Exercise prompt —
Return every line of the data that contains the string "function".

**** Source data

PR #237, opened 2023-10-02
fix: lng lat label overflow

jxjj:
Using the `inline` variant of Tuple causes will crop off some of the lng data and the accordion chevron because "Longitude" and "Latitude" are a bit long.

This:
- abbreviates with "Lng" and "Lat"
- removes unnecessary right padding that's causing a flexbox overflow with the chevron.
- adds flex-wrap, just in cause some screensizes or fonts or whatever still cause an overflow.


cmcfadden (approved):
but what if I need to know which specific atom is being referred to?

PR #245, opened 2023-10-04
fix: map marker not rendering if no primaryHandlerId

### LINKED ISSUE #243: Not all results seem to be loading in collection maps
For example, on https://nibsda.elevator.umn.edu/search/s/ad41ae86-bf70-4453-b807-7a1a1278640c?resultsView=map, after loading all results in the new ui:

ScreenShot 2023-10-03 at 16 24 19@2x

But in the legacy ui:
ScreenShot 2023-10-03 at 16 26 44@2x

Note that there are a lot of results missing (and no results from alaska and hawaii)

jxjj:
This resolves #243, an issue where only a subset of results with locations where showing on the map search results page.

ScreenShot 2023-10-03 at 20 23 39@2x

The issue was the check for `primaryHandlerId`: when a search result had no `primaryHandlerId`, the loop skipped rendering the map marker.

A `primaryHandlerId` is needed for rendering a thumbURL, but not every match will have a thumbnail  (assets that are  "metadata only" won't have a `primaryHandlerId`, but they will still have a location). 

This PR allows `imgSrc` to be null, and instead skips any matches without locations.

An additional issue was uncovered once all map markers started loading: `Maximum recursive updates exceeded.`

This was caused by a conflict between the `watch`ers on `markers` (vue api) and the event listener for `styledata` changes (mapbox api).  I think the old `watch`ers on `markers` were before we started clustering map markers on zoom. Map clustering requires rending markers a different way. So, I've removed the old `watch` on the markers. (I didn't see a noticeable change in performance, but it stopped the vue warnings.)

### DIFF
--- a/src/components/Map/Map.vue
+++ b/src/components/Map/Map.vue
@@ -65,6 +65,7 @@ import { LngLat, BoundingBox, MapContext, AddMarkerArgs } from "@/types";
 import { MapInjectionKey } from "@/constants/mapConstants";
 import Skeleton from "../Skeleton/Skeleton.vue";
 import { Point } from "geojson";
+import { useThrottleFn } from "@vueuse/core";
 
 const props = withDefaults(
   defineProps<{
@@ -176,7 +177,7 @@ function getOtherMarkersWithSameCoords({
   });
 }
 
-function createOrUpdateMarker({ id, lng, lat, ...properties }: AddMarkerArgs) {
+function addMarker({ id, lng, lat, ...properties }: AddMarkerArgs) {
   const otherMarkersWithSameCoords = getOtherMarkersWithSameCoords({
     id,
     lng,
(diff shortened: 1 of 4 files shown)


src/components/Map/Map.vue
```diff
@@ -176,7 +176,7 @@ function getOtherMarkersWithSameCoords({
   });
 }
 
-function createOrUpdateMarker({ id, lng, lat, ...properties }: AddMarkerArgs) {
+function addMarker({ id, lng, lat, ...properties }: AddMarkerArgs) {
```
cmcfadden, line 179: What's the thinking on changing this name?

src/components/Map/Map.vue
```diff
@@ -380,7 +377,7 @@ onMounted(() => {
     .on("mouseleave", UNCLUSTERED_LAYER_ID, function () {
       map.getCanvas().style.cursor = "";
     })
-    .on("styledata", () => {
+    .on("styledata", (event) => {
```
cmcfadden, line 380: Are you consuming this somewhere or is adding the param just for future clarity?

cmcfadden (approved):

src/components/Map/Map.vue
jxjj: I stopped `watch`ing the marker lng/lat, and switched to `onMounted`, so marker updates won't percolate through.

src/components/Map/Map.vue
jxjj: Good spot. I was logging it out when troubleshooting to see what was triggering the styledata events. I'll remove.

PR #253, opened 2023-10-20
Add some helpers for editing static content pages

jxjj:
- Adds layout classes that content editors can use on static pages if they want to add some layout. These are namespaced under `el-` to keep these abstracted away from a specific framework (tailwind, bootstrap). I chose a BEM approach where multiple classes can be applied like `el-grid el-grid--2/3-1/3` for a 2 column layout with first col 2/3 width and second 1/3 width.
- NIBSDA static page content has been prepped for migration to new ui. They're available for review on https://dev.elevator.umn.edu/defaultinstance/. Content is also saved in [its own private repo](https://github.com/UMN-LATIS/nibsda-static-page-content) with a few notes. Principally, the content just needs to use semantic markup (`p` instead of `h5`), remove inline styles, and change to `el-` classes where advanced layout is needed.
- Add an "Edit" button to static content page for Admins:

Edit button added to page

- fixed some alignment on the static pages. Content container and page title now centered.

### DIFF
--- a/.prettierrc.json
+++ b/.prettierrc.json
@@ -1,1 +1,4 @@
-{}
+{
+  "htmlWhitespaceSensitivity": "ignore",
+  "bracketSameLine": true
+}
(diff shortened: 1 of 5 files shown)


cmcfadden (approved):
looks great

PR #254, opened 2023-11-13
Make search results map, gallery, and timeline view embeddable

### LINKED ISSUE #240: Add map, timeline and gallery embedding
(mirror existing site)

Embeds should track UI setting for site.

jxjj:
ScreenShot 2023-11-13 at 16 14 46@2x

- adds an share button to map, gallery, and timeline tabs of search results page
- adds route for embed views

Closes #240 

Question: How do we handle the number of results loaded? Should there be a load more button on the embed views? Or some way to ensure the same results are loaded for embed?

### DIFF
--- a/src/api/fetchers.ts
+++ b/src/api/fetchers.ts
@@ -246,11 +246,23 @@ export async function fetchSearchId(
 
 export async function fetchSearchResultsById(
   searchId: string,
-  page: number,
-  loadAll: boolean
+  opts: {
+    page?: number;
+    loadAll?: boolean;
+  } = {}
 ) {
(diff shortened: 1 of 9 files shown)


cmcfadden (approved):

cmcfadden:
the current version just calls the loadall every time, which is probably our best bet?

jxjj:
Updates:
-  loadAll on map and timeline embeds. Gallery still lazy loads.
- fixed console warning about props passed to share button. the button had two direct descendants, since it had a modal – which meant vue didn't know which child to attach the `class` attribute to.

PR #261, opened 2024-02-01
Feature/lti13support

cmcfadden:
Adds handling for LTI13. Basically this just involves posting to a different endpoint and including some additional info - the methodology is the same as lti1.1.

### DIFF
--- a/src/components/AddToEmbeddedPluginButton/AddToEmbeddedPluginButton.vue
+++ b/src/components/AddToEmbeddedPluginButton/AddToEmbeddedPluginButton.vue
@@ -53,6 +53,7 @@ const {
   returnUrl,
   elevatorLTIVersion,
   elevatorLaunchId,
+  userId,
   clear: clearElevatorSessionStorage,
 } = useElevatorSessionStorage();
 
@@ -121,6 +122,7 @@ async function onConfirmedToAdd() {
         excerptId: "",
         returnUrl: returnUrl.value ?? "",
         launchId: elevatorLaunchId.value ?? "",
+        userId: userId.value ?? "",
       });
 
       document.body.innerHTML += data;
--- a/src/components/AddToEmbeddedPluginButton/AddToEmbeddedPluginButton.vue
+++ b/src/components/AddToEmbeddedPluginButton/AddToEmbeddedPluginButton.vue
@@ -23,7 +23,7 @@
     <p v-else>Are you sure you want to add this to {{ elevatorPlugin }}?</p>
   </ConfirmModal>
   <form
-    v-if="elevatorCallbackType == 'lti'"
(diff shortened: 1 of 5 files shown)


src/components/AddToEmbeddedPluginButton/AddToEmbeddedPluginButton.vue
```diff
@@ -111,24 +114,39 @@ async function onConfirmedToAdd() {
...
+      const data = await api.postLtiPayload13({
+        fileObjectId: props.fileHandlerId,
+        excerptId: "",
+        returnUrl: returnUrl.value ?? "",
+        launchId: elevatorLaunchId.value ?? "",
+        userId: userId.value ?? "",
+      });
+
+      document.body.innerHTML += data;
+      (document.getElementById('auto_submit') as HTMLFormElement)?.submit();
```
jxjj, line 129: Sorry – I'm not following this part. What's happening here? Is this something specific to how LTI1.3 works?

src/components/AddToEmbeddedPluginButton/AddToEmbeddedPluginButton.vue
```diff
@@ -111,24 +114,39 @@ async function onConfirmedToAdd() {
...
+      nextTick(() => {
+        if (!returnForm.value) {
+          addingToPluginStatus.value = "error";
+          throw new Error("Return form not set");
+        }
+
+        returnForm.value.submit();
+        addingToPluginStatus.value = "success";
+        toastStore.addToast({ message: "Added to Canvas" });
+      });
```
jxjj, line 148: Should we show a success message to the user in LTI1.3 as well? Or maybe this isn't required because they'll see something from the `document.body.innerHTML += data` line above?

jxjj: nevermind!

jxjj:
lgtm! flow works great. 

Just my one question about the form autosubmit thing – you could maybe add a comment about the intent of those lines?

jxjj (approved):

src/components/AddToEmbeddedPluginButton/AddToEmbeddedPluginButton.vue
cmcfadden: yeah, more or less - because DeepLinking happens inside an iframe, we need to get the client itself to make the deep linking submission to the LMS (so the LMS can then close the iframe/do whatever). So it can't be server<->server like grade passback is with LTI1.3. 

The specific auto_submit ID name comes from the LTI library we use.

jxjj: ah, that makes sense. Also why I couldn't find the `auto_submit` id anywhere in the elevator or ui code. Thanks!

********

Response area —
@@ -176,7 +177,7 @@ function getOtherMarkersWithSameCoords({
-function createOrUpdateMarker({ id, lng, lat, ...properties }: AddMarkerArgs) {
+function addMarker({ id, lng, lat, ...properties }: AddMarkerArgs) {
@@ -176,7 +176,7 @@ function getOtherMarkersWithSameCoords({
-function createOrUpdateMarker({ id, lng, lat, ...properties }: AddMarkerArgs) {
+function addMarker({ id, lng, lat, ...properties }: AddMarkerArgs) {
     .on("mouseleave", UNCLUSTERED_LAYER_ID, function () {
@@ -246,11 +246,23 @@ export async function fetchSearchId(
 export async function fetchSearchResultsById(
@@ -121,6 +122,7 @@ async function onConfirmedToAdd() {
@@ -111,24 +114,39 @@ async function onConfirmedToAdd() {
@@ -111,24 +114,39 @@ async function onConfirmedToAdd() {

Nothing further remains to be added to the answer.